Those following the Saskatchewan Film Tax Credit issue might find the quote below from Brad Wall of interest. I saw while doing some research on the issue and thought the Premier was bang on.
In fact, it covers off a lot of what the CTF has been saying for decades now - if special industry subsidies like the film tax credit really created all the economic benefits that proponents suggest...why doesn't every industry have one? The answer of course is that it's simply unaffordable for taxpayers to fund every industry and the benefits aren't usually what they're cracked up to be. In any case, on with the show...here's the quote:
"I’ve heard the arguments say, well but there’s all these spinoffs. Mr. Speaker, if we applied the logic that we’ve heard from members opposite and others...if we applied the same logic that these tax grants are good because of the spinoffs that occur, we’d have them in every other industry. There would be an infinite amount of benefit. And people say, well they’re cost-neutral. If they’re cost-neutral, and they create a 6 to 1 benefit in the economy, why aren’t they applied to every other sector?"
People have said, well there’s incentives in the potash industry. Well there may be if they do certain things like they expand in the province, but there’s still a net tax paid to the people of this province for their resource. And by the way, it’s sunsetted. That tax incentive ends by definition. And when it ends, they pay the highest royalties in the world, and billions of dollars have been invested and thousands of jobs have been created, and this subsidy or the tax incentive — a real credit, not a grant — ends. I asked the industry when we met with them with the minister, when could we stop this tax credit, this grant thing?
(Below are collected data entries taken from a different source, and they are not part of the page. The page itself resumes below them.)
PR #883, opened 2023-06-14
feat: update hardcode preview_url for courses having updated slug

AfaqShuaib09:
This PR updates `Preview URL` for courses having new slug format


src/components/EditCoursePage/EditCourseForm.jsx
```diff
@@ -139,7 +139,8 @@ export class BaseEditCourseForm extends React.Component {
       return (
         <>
           <Hyperlink
-            destination={`https://www.edx.org/preview/course/${courseInfo.data.url_slug}`}
+            name="preview-url"
+            destination={`https://www.edx.org/preview/${courseInfo?.data?.url_slug.includes('/') ? '' : 'course/'}${courseInfo.data.url_slug}`}
```
DawoudSheraz, line 143: Please remove hardcoded edx.org/preview and move this to a setting/env var. Never realized this was hardcoded.

AfaqShuaib09: fixed.
`edx-internal` PR: https://github.com/edx/edx-internal/pull/8625

src/components/EditCoursePage/EditCourseForm.test.jsx
```diff
@@ -244,6 +245,72 @@ describe('BaseEditCourseForm', () => {
...
+      entitlement={{ sku: 'ABC1234' }}
+      courseStatuses={[REVIEWED]}
+      courseInfo={courseInfoWithUrlSlug}
+      courseOptions={courseOptions}
+      courseRunOptions={courseRunOptions}
+      uuid={initialValuesFull.uuid}
+      type={initialValuesFull.type}
+      id="edit-course-form"
+    />);
+    expect(wrapper.instance().getLinkComponent([REVIEWED], courseInfoWithUrlSlug)).toEqual(
```
zawan-ila, line 300: You wish to assert something about `wrapper`. You do that by calling a method(`getLinkComponent`) on `wrapper` that does not depend on `wrapper` but merely on its arguments. So essentially `wrapper` is irrelevant in this test and you are just testing `getLinkComponent`. If this is indeed the case we should remove `wrapper` and call `getLinkComponent` directly?

AfaqShuaib09: It's a class method and can't be called independently, IMO.
> In React, class methods are typically bound to component instances and are meant to be invoked as part of the component lifecycle or in response to specific events. They are not designed to be tested independently like regular functions.

zawan-ila: Hmm.
I feel it is better to restructure these tests to use something like `wrapper.find` to get the `Hyperlink` and then assert on the `props`, rather than calling `getLinkComponent`.

zawan-ila (approved):

src/components/EditCoursePage/EditCourseForm.test.jsx
DawoudSheraz: I would suggest writing these tests with rtl instead of enzmye. Enzyme is going to be out of fashion, so let's move to RTL with a new code instead of doing that work later.

DawoudSheraz: And I also 2nd @zawan-ila  that rather than asserting on entire component, verify its rendering and props value that are important in this unit test.

AfaqShuaib09: > I would suggest writing these tests with rtl instead of enzmye. Enzyme is going to be out of fashion, so let's move to RTL with a new code instead of doing that work later.

Testing Redux Form in RTL can be more complex compared to enzyme. It requires managing the store and providers to maintain the form's state during testing. Additionally, moving a few tests from enzyme to RTL may introduce confusion. It might be better to address this in a follow-up pull request where we can focus on properly integrating RTL with Redux Form.

DawoudSheraz: What's the complexity value? Any links/refs on that? If it it indeed high effort, we can do it later. But if it is quick,  lets start from this PR.

AfaqShuaib09: We need to setup Stores and Providers for the tests just like in the following links. 

Ref Links:
https://stackoverflow.com/questions/46932791/redux-form-test-using-jest
https://dev.to/ip4422/redux-form-and-typescript-testing-with-react-testing-library-5bla

PR #885, opened 2023-06-27
fix: regex pattern for slug pattern

AfaqShuaib09:
Description
---------------
This PR fixes regex pattern for URL slug field.

### Testing Instructions:
- Enter the current url slug pattern (Alphanumeric, -, _) and check if it is working properly, Enter the invalid slugs as well to check the validity
- Update `IS_NEW_SLUG_FORMAT_ENABLED` value from `.env.development` file to true and check if it is accepting both updated & old url slug for OCM courses if none of its course in `POST REVIEW` or `IN REVIEW` state and old format slug for remaining


DawoudSheraz (approved):
publisher changes are working for me, but due to backend validation checks in course api, the slugs were not updated.

PR #886, opened 2023-07-03
feat: allow both slug formats until complete rollout

zawan-ila:
[PROD-3449](https://2u-internal.atlassian.net/browse/PROD-3449)
------------------
This PR temporarily allows normal slug format even if `learn` slug format is enabled

### Testing Instructions:
- Enter the current url slug pattern (Alphanumeric, -, _) and check if it is working properly. Enter invalid slugs and check appropriate message is displayed.
- Update `IS_NEW_SLUG_FORMAT_ENABLED` value from `.env.development` file to true and check if it is accepting both updated & old url slug for OCM courses and only old url format for other courses.  **Check that behavior for OCM courses is same in case of both published and unpublished courses**

### Note: 
You may get validation errors on the backend with `learn` format slugs. You can either ignore them or comment out [this line in discovery](https://github.com/openedx/course-discovery/blob/master/course_discovery/apps/api/v1/views/courses.py#L390)


AfaqShuaib09 (approved):

DawoudSheraz (approved):
I have not tested it out on local. The changes look good.

Issue #1183, opened 2021-06-03
Create two new metadata fields: Transcription and Translation


MDiMeo:
Create two new metadata fields for Transcription and Translation. They should be on the asset level and use Plain Text. 

Once this functionality exists, we agreed to revisit this in one month -- after we've used the feature -- to discuss any issues that have arisen.

jrochkind:
@MDiMeo @apinkney0696 for the 'translation' field I'd like to propose an extension to make it future-proof:

1. Each translation should be labelled with the language the translation is in ("English" for these)
2. The translation/language-label field should be repeatable, to support multiple translations. 

What do you think? Alternately, perhaps I am over-complicating; since right now we plan only a single English translation, maybe we make only a single non-repeatable translation field, without language field, no more complicated than we need at present. We can always do a data migration later if we add translations in other languages and/ore more than one translation.  (In this case, I might call the field "English Translation" to be clear). 

Thoughts?

jrochkind:
I think @MDiMeo doesn't see or doens't have time to give feedback, @eddierubeiz do you have any thoughts on question above, should we make translations repeatable and langauge-labelled for future-proofing, or is that over-complexity for current needs?

jrochkind:
After talking to @apinkney0696 we decided for now keep it simple what we need for our actual use cases:

1. A "transcription" field, it won't have it's own language code, we'll use the existing work-level language assignmetns and not worry about a page-level language code. 
2. A single "English translation" field. That's what we have a need for, that's what we'll create. (It is important to have metadata on what language a translation is in, so we'll name this one "english translation" so if anyone is ever tempted to put eg spanish in there, they'll know we need a data model refactor that tags language on translation. :) )

eddierubeiz:
This is great.

eddierubeiz:
The language of the work itself is already part of the work-level metadata, and if the work is in a particular language, the transcriptions will be, too.

As for the translations, totally fine with hard-coding the word "English" into the name of the field at least for now.

jrochkind:
@apinkney0696  says in slack:

[...]

PR #1194, opened 2021-06-08
simple text-only transcription and translation fields on asset

jrochkind:
Ref #1183


jrochkind:
probably needs some tests

Issue #1182, opened 2021-06-03
heroku, force https


jrochkind:
on legacy architecture, if you tried to connect to `http://`, it would redirect you to `https://`. We should do the same on heroku. 

I just noticed this, cause I connected accidentaly to `http`, and it looks like that broke fontawesome icon font with some kind of CORS error. We could fix that to work properly if you access the app under http -- but we should probably just make the app force https like it used to. 

One way to do that would be with a rails-level config and/or redirect, there's probably a feature built into rails to do this. Although we'd want to make sure it didn't take effect in development and test environments etc. Maybe triggered by a Env variable.

PR #1202, opened 2021-06-14
Force SSL

eddierubeiz:
[Heroku recommends](https://help.heroku.com/J2R1S4T8/can-heroku-force-an-application-to-use-ssl-tls) turning on `config.force_ssl = true` in `production.rb`.
Works fine on Heroku; I also tested it on our non-Heroku staging environment, and it does not affect the setup on the existing webserver. (Makes sense.)
This won't affect dev or staging.
Ref #1182

### DIFF
--- a/config/environments/production.rb
+++ b/config/environments/production.rb
@@ -46,7 +46,7 @@ Rails.application.configure do
   # config.action_cable.allowed_request_origins = [ 'http://example.com', /http:\/\/example.*/ ]
 
   # Force all access to the app over SSL, use Strict-Transport-Security, and use secure cookies.
-  # config.force_ssl = true
+  config.force_ssl = true
 
   # Prepend all log lines with the following tags.
   config.log_tags = [ :request_id ]
--- a/config/environments/production.rb
+++ b/config/environments/production.rb
@@ -46,7 +46,7 @@ Rails.application.configure do
   # config.action_cable.allowed_request_origins = [ 'http://example.com', /http:\/\/example.*/ ]
 
   # Force all access to the app over SSL, use Strict-Transport-Security, and use secure cookies.
-  config.force_ssl = ScihistDigicoll::Env.lookup!(:force_ssl)
+  config.force_ssl = ScihistDigicoll::Env.lookup!(:force_ssl) == "true"
 
   # Prepend all log lines with the following tags.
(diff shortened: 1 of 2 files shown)


jrochkind:
Can we make it based on a ScihistDigicoll::Env that defaults to true in `Rails.env.production?`, just in case someone wants to test something in production without SSL?  I occasionally need to run on my dev machine in "production" mode to test something, and if it forced SSL, I'd have to figure out how to set up SSL on a `rails server -e production` on a dev machine, which I have no idea how to do.

eddierubeiz:
Ah, interesting use case. Of course.

lib/scihist_digicoll/env.rb
```diff
@@ -179,6 +179,8 @@ def self.persistent_redis_connection!
       # it'll just get out of sync.
     }
 
+    define_key :force_ssl, default: Rails.env.production?
```
jrochkind, line 182: Make it into a boolean, where `"true"` turns into `true`, like so:

    define_key :force_ssl, default: Rails.env.production?, system_env_transform: Kithe::ConfigBase::BOOLEAN_TRANSFORM

eddierubeiz: Great - done.

config/environments/production.rb
```diff
@@ -46,7 +46,7 @@
   # config.action_cable.allowed_request_origins = [ 'http://example.com', /http:\/\/example.*/ ]
 
   # Force all access to the app over SSL, use Strict-Transport-Security, and use secure cookies.
-  # config.force_ssl = true
+  config.force_ssl = ScihistDigicoll::Env.lookup!(:force_ssl) == "true"
```
jrochkind, line 49: If it's boolean, then `== "true"` will never be true I think? Because `true == "true"` is never true? Have you tested this? I think it just needs to be `config.force_ssl = ScihistDigicoll::Env.lookup!(:force_ssl)`, no? And maybe test to make sure it's working! Thanks!

eddierubeiz: No, ScihistDigicoll::Env.lookup!(:force_ssl) returns a string, not a boolean. I did test it.

eddierubeiz: OH I see what's going on. Never mind.

Issue #1193, opened 2021-06-08
"translator" field for bredig 


jrochkind:
@apinkney0696 suggested that we need a "translator" field for our Bredig stuff. 

This is a little bit different than most of our metadata, because it does not apply to the "item in hand", it applies to our processing/digital copy only. 

So it's probably not one of our "Creator" fields. We might want to call the field something like "Translator (digital)" (probably  not exactly that). 

It is somewhat comparable to our "File creator" field, for which we don't allow free entry, but have a choice of "registered" file creators. 

We haven't decided exactly how to do this yet, so leaving this as record of conversation, and a placeholder to remind us to. 

@MDiMeo , I won't work on this until someone tells me to! :)

apinkney0696:
Yes! I definitely think it is important to make space for crediting our translators/transcribers in some way.

If not creating another field, we might consider adding another option to the 'Additional Credit' drop-down menu. Currently, we only have 'Photographed by.' We could potentially add 'Translated by' and 'Transcribed by' to that list. However, this field currently removes the default _Courtesy of the Science History_ Institute line, which we would want to maintain. 

If we decide on creating another field, I'll think of some options for what we should name it. 

Another question for consideration: Our File creator field is not publically viewable - would we want the translator/transcriber to be internally facing administrative metadata or do we want it to be public?

eddierubeiz:
I like the idea of just using `Additional Credit`, @apinkney0696 .
Maybe `Transcription by` and `English translation by` ?

(I can't imagine e.g. Jay Muhlin objecting to being credited publicly for photographing the "work in hand". Are there any other cases in which we might somehow compromise anyone's privacy by making the `File Creator` field public?)

apinkney0696:
Hm. I wasn't thinking of it from the perspective of privacy, though that's a good point. My thought is the File Creator field should remain private simply because it might be unfamiliar (and even confusing) to our users and also take up room on the public record which is primarily descriptive. It's important for us to have for admin purposes, but not necessarily adding anything to our user's experience. 

I was thinking about the long term, if we ever have an external contribution of a transcription or translation from someone who is not staff, it might be nice to publically recognize. We have, so far, only publically credited Digitization funding organizations and Donors on the public side of the digital collections (unless I have forgotten something else).

jrochkind:
>  However, this field currently removes the default Courtesy of the Science History Institute line,

That could be a bug, or at any rate can be changed.

eddierubeiz:
[...]

PR #1210, opened 2021-06-16
Adding "Translator" role to our "additional credit" field

eddierubeiz:
This is batch-editable (at least when it comes to *adding* a translator to multiple works, which is the main use case.)

And yes, adding a translator does not make anything disappear. It just appends a "Translated by" line to the metadata.

Ref #1193

### DIFF
--- a/app/models/work/additional_credit.rb
+++ b/app/models/work/additional_credit.rb
@@ -2,8 +2,9 @@ class Work
   class AdditionalCredit
     include AttrJson::Model
 
-    ROLES = ['photographed_by']
+    ROLES = ['photographed_by', 'translator']
     NAMES = [
+      'Jocelyn R. McDaniel',
       'Douglas Lockard',
       'Gregory Tobias',
       'Mark Backrath',
@@ -26,6 +27,7 @@ class Work
     attr_json :name, :string
 
     def display_as
+      return "Translator: #{name}" if role == 'translator'
       "#{role.humanize} #{name}"
     end
   end
--- a/app/models/work/additional_credit.rb
+++ b/app/models/work/additional_credit.rb
@@ -27,7 +27,7 @@ class Work
     attr_json :name, :string
 
     def display_as
-      return "Translator: #{name}" if role == 'translator'
+      return "Translated by #{name}" if role == 'translator'
       "#{role.humanize} #{name}"
     end
   end
--- a/app/models/work/additional_credit.rb
+++ b/app/models/work/additional_credit.rb
@@ -2,11 +2,11 @@ class Work
   class AdditionalCredit
     include AttrJson::Model
 
-    ROLES = ['photographed_by', 'translator']
+    ROLES = ['photographed_by', 'translated_by']
     NAMES = [
-      'Jocelyn R. McDaniel',
       'Douglas Lockard',
       'Gregory Tobias',
+      'Jocelyn R. McDaniel',
       'Mark Backrath',
       'Penn School of Medicine',
       'Will Brown'
@@ -27,7 +27,6 @@ class Work
     attr_json :name, :string
 
     def display_as
-      return "Translated by #{name}" if role == 'translator'
       "#{role.humanize} #{name}"
     end
   end
--- a/spec/factories/work_factory.rb
+++ b/spec/factories/work_factory.rb
@@ -151,7 +151,7 @@ FactoryBot.define do
         [
           Work::AdditionalCredit.new({"name"=>"Douglas Lockard", "role"=>"photographed_by"}),
           Work::AdditionalCredit.new({"name"=>"Mark Backrath",   "role"=>"photographed_by"}),
-          Work::AdditionalCredit.new({"name"=>"Jocelyn R. McDaniel",   "role"=>"translator"})
+          Work::AdditionalCredit.new({"name"=>"Jocelyn R. McDaniel",   "role"=>"translated_by"})
         ]
       }
       physical_container {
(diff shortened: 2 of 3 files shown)


app/models/work/additional_credit.rb
```diff
@@ -2,8 +2,9 @@ class Work
   class AdditionalCredit
     include AttrJson::Model
 
-    ROLES = ['photographed_by']
+    ROLES = ['photographed_by', 'translator']
     NAMES = [
+      'Jocelyn R. McDaniel',
```
jrochkind, line 7: should these be ordered in some way? It looks like they were alphabetical by first name (ie by string) before, let's keep it that way?

app/models/work/additional_credit.rb
```diff
@@ -26,6 +27,7 @@ class AdditionalCredit
     attr_json :name, :string
 
     def display_as
+      return "Translated by #{name}" if role == 'translator'
```
jrochkind, line 30: D you need this special case "return" here? Why isn't the same mechanism already being used to display phographer credit (ie, the next line, `"#{role.humanize} #{name}"`) sufficient?

spec/factories/work_factory.rb
```diff
@@ -150,7 +150,8 @@
       additional_credit {
         [
           Work::AdditionalCredit.new({"name"=>"Douglas Lockard", "role"=>"photographed_by"}),
-          Work::AdditionalCredit.new({"name"=>"Mark Backrath",   "role"=>"photographed_by"})
+          Work::AdditionalCredit.new({"name"=>"Mark Backrath",   "role"=>"photographed_by"}),
+          Work::AdditionalCredit.new({"name"=>"Jocelyn R. McDaniel",   "role"=>"translator"})
```
jrochkind, line 154: Why are you adding this into default "work factory", what were your thoughts/motivation there?

jrochkind:
@eddierubeiz from original ticket, can you confirm you've verified bothof these things:

> Let's double check and make sure it "Appends Credit Line" (as the hint says), and does not replace it. "Appends" is desired, it's a bug if it "replaces".

(that one might could use a test)

From annabel:

> One addendum: may I request we double-check this can be batch edited, please! Then we can add Jocelyn's name to many records at once.

app/models/work/additional_credit.rb
eddierubeiz: Good catch!

spec/factories/work_factory.rb
eddierubeiz: Hmmmm.....  so supposing, in the *existing* tests, there's some weird interaction that causes problems if you add a translator or have more than one "role" in `additional_credit`, etc., this would make us aware of it.

Secondarily, if a bug involving `translator` comes up _later_, then this metadata is there in all the existing tests that use a `Work` object, and we have it to test with.

app/models/work/additional_credit.rb
eddierubeiz: The front end is supposed to be shown as "Translated by"... so we can do this, or change the name of the `role` on the actual model to `translated_by`. Granted, that would be more consistent with `photographed_by`, but for metadata purposes I just like the single noun "Translator".

eddierubeiz: Good idea re: using the i18n -- the early `return` is kinda icky.

eddierubeiz:
Yes!! I double-checked both. Also, honestly, I'd love to get rid of the "Appends Credit Line" altogether. Adding a translator doesn't append a credit line. It just, well, adds a translator.

spec/factories/work_factory.rb
jrochkind: OK, maybe for #1. 

For #2, it's importnat to keep in mind we don't create a generic factory with the data to exersize every possible test we'd want to do -- we create specific data in specific tests for the test. If we want to write a test to (eg) make sure the translator is displayed properly (as below is suggested we might), we'd want to actually write `create(:work, additional_credit: whatever)`, not just rely on whatever is in the default factory. Relying on what's in the default factory makes it too fragile to default factory changes, the default factory should just be a "typical default generic thing". 

Because *most* of our Works won't have translators is what makes me think the default factory shoudln't. (Yes, this could apply to photographer too, it's true). Plus everything we add to the default factory making it heavier-weight is potentially making every single test that uses it slightly slower, adding up. 

Not a big deal either way, just my thoughts.

app/models/work/additional_credit.rb
jrochkind: I would just change the key to `translated_by` honestly. Becuase it's simple, and consistent with the existing `photographed_by`, I don't think it matters too much either way beyond a "preference", why not leave them consistent? 

Is it actually spec'd somewhere by stakeholders that front-end should say "translated by"? I guess that makes sense though, again cause it's consistent with "photgraphed by"!

jrochkind:
>  Adding a translator doesn't append a credit line. It just, well, adds a translator.

You're doing it exactly the same as adding a photographer, right? Great. I think some people considered the "translated by" or "photographed by" line to be an "appended credit line"?  Maybe it was there because *originally* they *were* going to have it replace the "Courtesy of Science History Institute" line, so the hint is reminding you that it does not. 

But just do this just like photographer, I'd say!

app/models/work/additional_credit.rb
eddierubeiz: OK never mind -- I'm capitulating and using `translated_by` as the label.

spec/factories/work_factory.rb
eddierubeiz: OK you convinced me again.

When is the industry going to be at the point where it doesn’t need it anymore? Because that’s the difference between this and other tax measures. Never, they said, as long as someone else is in the bidding war. Mr. Speaker, the logic of, well you should do it because it’s cost-neutral and there’s spinoffs, it doesn’t hold, Mr. Speaker. It simply doesn’t hold. We’ve seen the numbers, and it doesn’t hold, otherwise we’d apply it to every other single industry from restaurants to the service sector, to financial services, to agriculture, to manufacturing, to everything. Mr. Speaker, that argument we just fundamentally disagree with, and so we’ve made a difficult decision."